*** Data for review ***

PR #613, opened 2024-10-15
Adding specs for new _list/indices and _list/shards APIs

gargharsh3134:
### Description
Adding specs for ```_list/indices``` and ```_list/shards``` APIs, new paginated alternates of ```_cat/indices``` and ```_cat/shards```. Both the new list APIs will continue to support all the params supported by existing cat API counterparts in addition to three new parameters which are specific to pagination (namely ```next_token```, ```size``` and ```order```).

Related Opensearch changes: https://github.com/opensearch-project/OpenSearch/issues/14258 & https://github.com/opensearch-project/OpenSearch/issues/14257

### Issues Resolved

### DIFF
--- a/spec/namespaces/list.yaml
+++ b/spec/namespaces/list.yaml
@@ -1,0 +1,480 @@
+openapi: 3.1.0
+info:
+  title: OpenSearch List API
+  description: OpenSearch List API.
+  version: 1.0.0
+paths:
+  /_list:
+    get:
+      operationId: list.help.0
+      x-operation-group: list.help
+      x-version-added: '2.18'
+      description: Returns help for the List APIs.
+      externalDocs:
+        url: https://opensearch.org/docs/latest/api-reference/list/index/
+      responses:
+        '200':
+          $ref: '#/components/responses/list.help@200'
+  /_list/indices:
+    get:
+      operationId: list.indices.0
+      x-operation-group: list.indices
+      x-version-added: '2.18'
+      description: 'Returns information about indices in a paginated fashion: number of primaries and replicas, document counts, disk size, ...'
+      externalDocs:
+        url: https://opensearch.org/docs/latest/api-reference/list/list-indices/
+      parameters:
+        - $ref: '#/components/parameters/list.indices::query.bytes'
+        - $ref: '#/components/parameters/list.indices::query.cluster_manager_timeout'
+        - $ref: '#/components/parameters/list.indices::query.expand_wildcards'
+        - $ref: '#/components/parameters/list.indices::query.format'
+        - $ref: '#/components/parameters/list.indices::query.h'
+        - $ref: '#/components/parameters/list.indices::query.health'
+        - $ref: '#/components/parameters/list.indices::query.help'
+        - $ref: '#/components/parameters/list.indices::query.include_unloaded_segments'
+        - $ref: '#/components/parameters/list.indices::query.local'
+        - $ref: '#/components/parameters/list.indices::query.master_timeout'
+        - $ref: '#/components/parameters/list.indices::query.pri'
+        - $ref: '#/components/parameters/list.indices::query.s'
+        - $ref: '#/components/parameters/list.indices::query.time'
+        - $ref: '#/components/parameters/list.indices::query.v'
+        - $ref: '#/components/parameters/list.indices::query.next_token'
+        - $ref: '#/components/parameters/list.indices::query.size'
+        - $ref: '#/components/parameters/list.indices::query.sort'
+      responses:
+        '200':
+          $ref: '#/components/responses/list.indices@200'
+  /_list/indices/{index}:
+    get:
+      operationId: list.indices.1
+      x-operation-group: list.indices
+      x-version-added: '2.18'
+      description: 'Returns information about indices in a paginated fashion: number of primaries and replicas, document counts, disk size, ...'
+      externalDocs:
+        url: https://opensearch.org/docs/latest/api-reference/list/list-indices/
+      parameters:
+        - $ref: '#/components/parameters/list.indices::path.index'
+        - $ref: '#/components/parameters/list.indices::query.bytes'
+        - $ref: '#/components/parameters/list.indices::query.cluster_manager_timeout'
+        - $ref: '#/components/parameters/list.indices::query.expand_wildcards'
+        - $ref: '#/components/parameters/list.indices::query.format'
+        - $ref: '#/components/parameters/list.indices::query.h'
+        - $ref: '#/components/parameters/list.indices::query.health'
+        - $ref: '#/components/parameters/list.indices::query.help'
+        - $ref: '#/components/parameters/list.indices::query.include_unloaded_segments'
+        - $ref: '#/components/parameters/list.indices::query.local'
+        - $ref: '#/components/parameters/list.indices::query.master_timeout'
+        - $ref: '#/components/parameters/list.indices::query.pri'
+        - $ref: '#/components/parameters/list.indices::query.s'
+        - $ref: '#/components/parameters/list.indices::query.time'
+        - $ref: '#/components/parameters/list.indices::query.v'
+        - $ref: '#/components/parameters/list.indices::query.next_token'
+        - $ref: '#/components/parameters/list.indices::query.size'
+        - $ref: '#/components/parameters/list.indices::query.sort'
+      responses:
+        '200':
+          $ref: '#/components/responses/list.indices@200'
+  /_list/shards:
+    get:
+      operationId: list.shards.0
+      x-operation-group: list.shards
+      x-version-added: '2.18'
+      description: Provides a detailed view of shard allocation on nodes in a paginated fashion.
+      externalDocs:
+        url: https://opensearch.org/docs/latest/api-reference/list/list-shards/
+      parameters:
+        - $ref: '#/components/parameters/list.shards::query.bytes'
+        - $ref: '#/components/parameters/list.shards::query.cluster_manager_timeout'
+        - $ref: '#/components/parameters/list.shards::query.format'
+        - $ref: '#/components/parameters/list.shards::query.h'
+        - $ref: '#/components/parameters/list.shards::query.help'
+        - $ref: '#/components/parameters/list.shards::query.local'
+        - $ref: '#/components/parameters/list.shards::query.master_timeout'
+        - $ref: '#/components/parameters/list.shards::query.s'
+        - $ref: '#/components/parameters/list.shards::query.time'
+        - $ref: '#/components/parameters/list.shards::query.v'
+        - $ref: '#/components/parameters/list.shards::query.next_token'
+        - $ref: '#/components/parameters/list.shards::query.size'
+        - $ref: '#/components/parameters/list.shards::query.sort'
+      responses:
+        '200':
+          $ref: '#/components/responses/list.shards@200'
+  /_list/shards/{index}:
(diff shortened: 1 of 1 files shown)


gargharsh3134:
@dblock Can you please take a look again? Added tests taking inspiration from existing _cat APIs. Verified the tests by running them against Amazon Opensearch domain.

gargharsh3134:
The staging 2.18 distribution seems to be missing the _list APIs, and as a result Spec test in CI are failing.

spec/namespaces/list.yaml
```diff
@@ -0,0 +1,485 @@
...
+        url: https://opensearch.org/docs/latest/api-reference/list/index/
+      responses:
+        '200':
+          $ref: '#/components/responses/list.help@200'
+  /_list/indices:
+    get:
+      operationId: list.indices.0
+      x-operation-group: list.indices
+      x-version-added: '2.18'
+      description: 'Returns information about indices in a paginated fashion: number of primaries and replicas, document counts, disk size, ...'
```
dblock, line 23: Let's make it a full sentence.

```suggestion
      description: 'Returns paginated information about indices including number of primaries and replicas, document counts, disk size, etc.'
```

spec/namespaces/list.yaml
```diff
@@ -0,0 +1,485 @@
...
+        - $ref: '#/components/parameters/list.indices::query.v'
+      responses:
+        '200':
+          $ref: '#/components/responses/list.indices@200'
+  /_list/indices/{index}:
+    get:
+      operationId: list.indices.1
+      x-operation-group: list.indices
+      x-version-added: '2.18'
+      description: 'Returns information about indices in a paginated fashion: number of primaries and replicas, document counts, disk size, ...'
```
dblock, line 52: Same as above.

spec/namespaces/list.yaml
```diff
@@ -0,0 +1,485 @@
...
+        - $ref: '#/components/parameters/list.indices::query.v'
+      responses:
+        '200':
+          $ref: '#/components/responses/list.indices@200'
+  /_list/shards:
+    get:
+      operationId: list.shards.0
+      x-operation-group: list.shards
+      x-version-added: '2.18'
+      description: Provides a detailed view of shard allocation on nodes in a paginated fashion.
```
dblock, line 82:
```suggestion
      description: Returns paginated details of shard allocation on nodes.
```

spec/namespaces/list.yaml
```diff
@@ -0,0 +1,485 @@
...
+        - $ref: '#/components/parameters/list.shards::query.v'
+      responses:
+        '200':
+          $ref: '#/components/responses/list.shards@200'
+  /_list/shards/{index}:
+    get:
+      operationId: list.shards.1
+      x-operation-group: list.shards
+      x-version-added: '2.18'
+      description: Provides a detailed view of shard allocation on nodes in a paginated fashion.
```
dblock, line 107: Same as above.

spec/namespaces/list.yaml
```diff
@@ -0,0 +1,485 @@
...
+      name: size
+      in: query
+      description: Maximum number of indices to be displayed in a page.
+      schema:
+        type: integer
+        format: int32 
+    list.indices::query.sort:
+      name: sort
+      in: query
+      description: Defines order in which indices will be displayed. If "desc", most recently created indices would be displayed first.
```
dblock, line 364: I think we quote these as `desc`, but double check.

spec/namespaces/list.yaml
```diff
@@ -0,0 +1,485 @@
...
+      name: size
+      in: query
+      description: Maximum number of shards to be displayed in a page.
+      schema:
+        type: integer
+        format: int32 
+    list.shards::query.sort:
+      name: sort
+      in: query
+      description: Defines order in which shards will be displayed. If "desc", most recently created shards would be displayed first.
```
dblock, line 480: Same as above.

tests/default/list/indices.yaml
```diff
@@ -0,0 +1,151 @@
...
+        - amazon-serverless
+    method: GET
+    path: /_list/indices
+    parameters:
+      format: cbor
+    response:
+      status: 200
+      content_type: application/cbor
+  - synopsis: List information related to indexes in different formats (format=smile).
+    version: '>= 2.18'
```
dblock, line 140: Since this whole thing is `>= 2.18`, move that to the top of this file and remove from individual tests.

tests/default/list/shards.yaml
```diff
@@ -0,0 +1,51 @@
...
+  - synopsis: List the state of all primary and replica shards and how they are distributed.
+    version: '>= 2.18'
+    path: /_list/shards
+    method: GET
+    parameters:
+      format: json
+      h:
+        - '*'
+  - synopsis: List the state of all primary and replica shards and how they are distributed for an index.
+    version: '>= 2.18'
```
dblock, line 38: Move up.

dblock (changes requested):
This is looking good!

The next version (2.18 and 3.0) distribution uses a specific SHA from https://hub.docker.com/r/opensearchstaging/opensearch/tags to remain stable. Update both to the latest ones that have the `_list` API, and make sure tests pass.

spec/namespaces/list.yaml
gargharsh3134: Updated in the revision.

spec/namespaces/list.yaml
gargharsh3134: Updated in the revision.

spec/namespaces/list.yaml
gargharsh3134: Updated in the revision.

spec/namespaces/list.yaml
gargharsh3134: Addressed in the revision.

spec/namespaces/list.yaml
gargharsh3134: Thanks for pointing out. Replaced "desc" with `desc` as is being used at other places.

spec/namespaces/list.yaml
gargharsh3134: Addressed in the revision.

tests/default/list/indices.yaml
gargharsh3134: Addressed in the revision.

tests/default/list/shards.yaml
gargharsh3134: Addressed in the revision.

gargharsh3134:
@dblock Thanks for reviewing. I have addressed previous set of comments, please do take a look again whenever you get a chance. Also, sorry for the delay in between the revisions, got occupied with other urgent items.

On the tests, i have updated the staging distributions for 2.18 and 3.0 and the newly added list tests are passing. Not sure why some of the existing ones have started to fail. Trying to root cause.

spec/namespaces/list.yaml
```diff
@@ -0,0 +1,485 @@
...
+        url: https://opensearch.org/docs/latest/api-reference/list/index/
+      responses:
+        '200':
+          $ref: '#/components/responses/list.help@200'
+  /_list/indices:
+    get:
+      operationId: list.indices.0
+      x-operation-group: list.indices
+      x-version-added: '2.18'
+      description: 'Returns paginated information about indices including number of primaries and replicas, document counts, disk size, etc.'
```
dblock, line 23:
```suggestion
      description: Returns paginated information about indices including number of primaries and replicas, document counts, disk size, etc.
```

spec/namespaces/list.yaml
```diff
@@ -0,0 +1,485 @@
...
+        - $ref: '#/components/parameters/list.indices::query.v'
+      responses:
+        '200':
+          $ref: '#/components/responses/list.indices@200'
+  /_list/indices/{index}:
+    get:
+      operationId: list.indices.1
+      x-operation-group: list.indices
+      x-version-added: '2.18'
+      description: 'Returns paginated information about indices including number of primaries and replicas, document counts, disk size, etc.'
```
dblock, line 52:
```suggestion
      description: Returns paginated information about indices including number of primaries and replicas, document counts, disk size, etc.
```

dblock (changes requested):
The 3.0 build gets generated even if not all plugins build with it, so looks like the update SHA doesn't have all the plugins? Try another more recent SHA until the tests all pass, possibly hunt down why the build is failing for the plugins that are failing (geospatial looks like).

spec/namespaces/list.yaml
gargharsh3134: Updated in the revision.

spec/namespaces/list.yaml
gargharsh3134: Updated in the revision.

gargharsh3134:
> The 3.0 build gets generated even if not all plugins build with it, so looks like the update SHA doesn't have all the plugins? Try another more recent SHA until the tests all pass, possibly hunt down why the build is failing for the plugins that are failing (geospatial looks like).

Got it, I had sorted the distributions via the newest and used the latest one already. Can this staging build be triggered manually to generate a latest distribution?

dblock:
> > The 3.0 build gets generated even if not all plugins build with it, so looks like the update SHA doesn't have all the plugins? Try another more recent SHA until the tests all pass, possibly hunt down why the build is failing for the plugins that are failing (geospatial looks like).
> 
> Got it, I had sorted the distributions via the newest and used the latest one already. Can this staging build be triggered manually to generate a latest distribution?

You should try with a newer SHA. The builds happen every day.

If the build is broken (other tests failing, please try another SHA or chase that down).

dblock:
Looks like the style checker is failing for good reason (use of indices instead of indexes, etc.).

nhtruong:
> Looks like the style checker is failing for good reason (use of indices instead of indexes, etc.).

We have a namespace called `indices` that has been around since the beginning of time. Shouldn't it be the other way around where the use indices over indexes?

dblock:
> > Looks like the style checker is failing for good reason (use of indices instead of indexes, etc.).
> 
> We have a namespace called `indices` that has been around since the beginning of time. Shouldn't it be the other way around where the use indices over indexes?

The descriptive text was standardized as "indexes", but technically it's "indices" in APIs and such I believe. Let's open an issue in docs about potentially changing that, but for now the style checker is correct.

gargharsh3134:
Test run against 3.0.0 build is the only failing task. Newly added spec tests though are passing, the existing plugin related tests are failing.

gargharsh3134:
@dblock @nhtruong Can you please help with suggestions on 3.0.0 build? I have picked up the latest SHA as part of this PR.
Thanks!

dblock:
Looks like we don't have a good 3.0 build since with all the plugins, hence the failures :(

Undo the 3.0 hash change and add `version: '< 3.0'` in the new list tests, maybe with a `# TODO: re-enable in 3.0, see  https://github.com/opensearch-project/opensearch-api-specification/pull/613`.

gargharsh3134:
> Undo the 3.0 hash change and add version: '< 3.0' in the new list tests, maybe with a # TODO: re-enable in 3.0, see  https://github.com/opensearch-project/opensearch-api-specification/pull/613.

@dblock Thanks for the suggestions. The tasks are green now, please take a look whenever you get a chance.
Thanks!

dblock (approved):

dblock:
Good work @gargharsh3134, thanks for hanging in here!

*** End of Data for review ***

## Instructions for the task
Nothing but the lines from the beginning of the records through the line with "### Description" should appear, each printed exactly.

## Output of the task
PR #613, opened 2024-10-15
Adding specs for new _list/indices and _list/shards APIs

gargharsh3134:
### Description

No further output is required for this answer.